In this paper, viscometry, yield stress, and small shear strain oscillation experiments on monomethylhydrazine gels are presented. The goal is to define a gel formulation with a measurable yield stress under low-shear conditions and shear-thinning behavior at shear rates representative of typical rocket injectors. Hydroxypropylcellulose, fumed silica, and a hybrid of the two materials are investigated as gelling agents for monomethylhydrazine. The two gel formulations that included hydroxypropylcellulose exhibited similar shear-thinning behavior with power-law flow indices of similar to 0.1 to 0.2. The pure fumed silica gel samples exhibited highly shear-thinning behavior with negative power-law flow indices indicative of thixotropic behavior.

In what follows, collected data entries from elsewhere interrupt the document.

PR #2125, opened 2022-07-25
Check if locator in CallComposite preview is a UUID before joining group call

mgamis-msft:
# What

Check if locator in CallComposite preview is a UUID before joining group call.

# Why

https://skype.visualstudio.com/SPOOL/_workitems/edit/2925571

# How Tested

Tested joining teams call, group call, and room on locally deployed storybook.

# Process & policy checklist


edwardlee-msft (approved):

packages/storybook/stories/CallComposite/snippets/Container.snippet.tsx
```diff
@@ -23,15 +23,16 @@ export type ContainerProps = {
 };
 
 const isTeamsMeetingLink = (link: string): boolean => link.startsWith('https://teams.microsoft.com/l/meetup-join');
-const isGroupLink = (link: string): boolean => link.indexOf('-') !== -1;
+const uuidRegexExp = /^[0-9a-fA-F]{8}\b-[0-9a-fA-F]{4}\b-[0-9a-fA-F]{4}\b-[0-9a-fA-F]{4}\b-[0-9a-fA-F]{12}$/gi;
```
PorterNan, line 26: Looks like we have "uuid" dependency in this folder, can we do 

import uuid from 'uuid';
...
uuid.validate(str);

PorterNan (approved):
Left a small comment so that we don't need a regex string here, feel free to check this in

packages/storybook/stories/CallComposite/snippets/Container.snippet.tsx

Tests performed after a preshear cycle showed shear-thinning power-law flow indices of similar to 0.3. Unlike the pure hydroxypropylcellulose and hybrid gels, the fumed silica gel exhibited a well-defined, measureable yield stress. Small-strain oscillatory experiments showed that hydroxypropylcellulose and hybrid gels behave like linear viscoelastic liquids below a critical strain value, whereas the fumed silica gel behaves like a viscoelastic solid with a distinguishable yield stress. The phase angle of these gelled propellants is also discussed as a function of frequency, as are the implications of these results to the physical processes of interest.